Because the islands rose from the ocean, they have never been in contact with the mainland. Tenacious creatures arrived by flying, swimming or floating. Isolated in this way, they have evolved and adapted to their inimitable local conditions.
And they are fearless: you can walk among reptiles and swim with sea lions, watch iguanas sit motionless like sentinels on black lava, step over nesting boobies, be licked by curious seal pups and come face to face with giant tortoises.
Four islands are inhabited and have basic facilities for tourists, but by far the best way to explore is by boat. A cruise is not cheap, but the cost keeps tourism under control and reduces the impact of humans; these precious islands must be treated with care.
The year 2009 marked the 200th anniversary of the birth of Charles Darwin, the man who, in 1835, put the Galápagos firmly on the map. The islands' most famous visitor's stay was brief - just five weeks - but the archipelago remained in his thoughts for years, eventually inspiring his evolutionary theory.
But scientist or not, a trip to these isles - a mini world of bizarre and close wildlife encounters - is always hard to forget.

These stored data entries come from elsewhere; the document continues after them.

PR #2035, opened 2022-09-13
Added new component led_dim from MachineKit.

petterreinholdtsen:
This component is one of several currently only in MachineKit.  It is simply copied from the https://github.com/machinekit/machinekit-hal repo.


hansu:
This sounds like an enrichment 👍

silopolis:
Let the machine pimping contest begin! 🤩😉

PR #2046, opened 2022-09-17
docs: iterating through weblate edits

smoe:
One gets the impression that we are getting closer to an end.


docs/src/drivers/mb2hal.adoc
```diff
@@ -57,24 +57,22 @@ Set `HAL_MODULE_NAME=mymodule` (default `HAL_MODULE_NAME=mb2hal`)
 `[MB2HAL_INIT]`
 
 [options="header",cols="14,8,13,67"]
-|=======================
+|===
 |Value | Type | Required | Description
-|`INIT_DEBUG`| Integer | No | Debug level of init and INI file parsing. +
+l|INIT_DEBUG | Integer | No | Debug level of init and INI file parsing. +
```
hansu, line 62: These changes I don't like. Looked better before (left):
grafik

hansu (changes requested):

smoe:
Would need to be l -> m, then. Updated.

hansu:
@smoe a merge conflict...

PR #2047, opened 2022-09-18
docs: po4a-fixed tables in hal/components

smoe:
Encountered a series of missing terminal "e" etc in weblate. po4a is depending on a blank prior to the | in tables (which apparently is formally correct to do) and otherwise interprets letters directly preceeding the | as an operator.


hansu:
I cannot find any missing "e"'s in the diff. However, it looks good, thanks :)

smoe:
The terminal "e", "s", "m","l" ... are missing in what po4a produces, so I see them missing in weblate.

hansu:
Ah ok.

PR #2953, opened 2024-03-27
hal_stream_create: fix bogus error check

jlama:
hal_stream_create() did not check the return value of halpr_parse_types() properly, so the stream could be created with any kind of invalid cfg string.


andypugh:
This feels like a bugfix, and might be appropriate for inclusion in 2.9. Do you want to rebase it against 2.9?

jlama:
Sure, but I'm not sure how to proceed. Feel free to do it.

hansu:
Rebase would cause a lot of merge conflict so I would recommend creating a new branch and cherry pick that commit and create a new PR (or force push that branch to [jlama:hal_stream](https://github.com/jlama/linuxcnc/tree/hal_stream)).

andypugh:
I will do it via cherry-pick.

andypugh:
Actually, I did it by saving the PR out of Github as a patch, and then applying that. 
The trick there is to click to the commit page, eg:
https://github.com/LinuxCNC/linuxcnc/pull/2953/commits/253c3b9056841abec95586f46063c120c7906f72
Then append ".patch" to the end
https://github.com/LinuxCNC/linuxcnc/pull/2953/commits/253c3b9056841abec95586f46063c120c7906f72.patch

And that gives a plain-text patch that can be applied with "git am" and that keeps attributions. 

It's in as a83d4e0e8

andypugh:
Merged indirectly into 2.9

Issue #2902, opened 2024-02-20
pncconf default firmware choice for 7I96S confuses newbees.


pcw-mesa:
pncconfs default firmware for the 7I96S is 7I96s_7i74 which creates configurations
that will not run on the standard  pre-installed firmware (7i96s_d) 

7I96s_d should be the default

zz912:
7i96 has the same problem. 7i96d is not first.
![pncconf-default_firmware](https://github.com/LinuxCNC/linuxcnc/assets/96618597/180ecb5b-d17d-45e6-b408-41d8c0565302)

pcw-mesa:
Thank you for fixing this!

phillc54:
Fixed by [PR #2955](https://github.com/LinuxCNC/linuxcnc/pull/2955)

PR #2955, opened 2024-04-01
pncconf: don't sort firmware names

phillc54:
Use the order the firmwares appear in private_data.
See issue #2902


zz912:
I tested it. It works well.

c-morley:
If this helps people - push away :)

c-morley (approved):
All good

PR #2959, opened 2024-04-07
update translation files (.pot)

hansu:


petterreinholdtsen:
Look like a good start.  I normally do the POT file updates directly
into master without a pull request, as doing such update include locking
weblate and updating the PO files as well, which can not reasonably be
handled as a asynchronous pull request.

Lets sit down this evening to see how to best do this.

-- 
Happy hacking
Petter Reinholdtsen

hansu:
Just preparation for this evening to be able to do this without the VM =)

PR #2977, opened 2024-05-15
qtaxis: Move major window sections into splitters so you can resize

hachi:
This diff looks a little overwhelming if viewed normally, but viewed with whitespace changes ignored it really is just:

Wrap leftTab and rightTab in a splitter
Wrap that splitter and gcode_editor in a splitter
Wrap rightTab and gcode_editor in a frame/layout combo to make them render properly
Tweak a few default height/width values
Remove height limit on gcode_editor box
Make leftTab adjustable from 300 to 400px wide
Change handler code so edit mode hides the upper portion (as intended)


c-morley:
I have pushed your changes to master branch manually. Thank you for your work!

PR #2981, opened 2024-05-18
qtaxis: change all print calls in handler to LOG.something

hachi:
This changes any print() calls in the qtaxis_handler.py to LOG.something() calls which are silenced unless you start with -v


hachi:
Closing, @c-morley fixed this in https://github.com/LinuxCNC/linuxcnc/commit/378ad14590984b11f3f14251a43f6c560cb10c6b

PR #2984, opened 2024-05-21
fix float arg passed to QSize, caused Qt designer to crash when loading

tangentaudio:
When loading the qttouchy ui file into Qt Designer, it would crash:

```
  File "/usr/lib/python3/dist-packages/qtvcp/widgets/tab_widget.py", line 43, in tabSizeHint
    return QSize(size.width(), w)
           ^^^^^^^^^^^^^^^^^^^^^^
TypeError: arguments did not match any overloaded call:
  QSize(): too many arguments
  QSize(w: int, h: int): argument 2 has unexpected type 'float'
  QSize(a0: QSize): argument 1 has unexpected type 'int'
```

Fixed the 'w' argument by converting it to an int.


c-morley:
Thank you.

PR #2990, opened 2024-05-31
2.9

fsabbatini89:
Fix error joint limits zeroing variables before using


andypugh:
Can you describe what this fixes in more detail? Perhaps there is a related bug report or a forum thread?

You can take a three-, four- or seven-night tour by boat - though if you're going halfway around the globe to see the islands try to stay for a full week. Much of the first and last day is spent travelling, so on a four-day trip you'll only get two full days within the islands. Also, be aware that some trips make a mid-week stop at the airport to drop off or pick up passengers.
The best three visitor sites are Española, Genovesa and Fernandina. A good itinerary includes two of these islands; a brilliant one all three.
The less time spent on inhabited islands the better as you will have a greater chance of seeing the wildlife. However, nearly all cruises call in at the Research Centre on Santa Cruz as this is the only place that you can guarantee to get close to tortoises.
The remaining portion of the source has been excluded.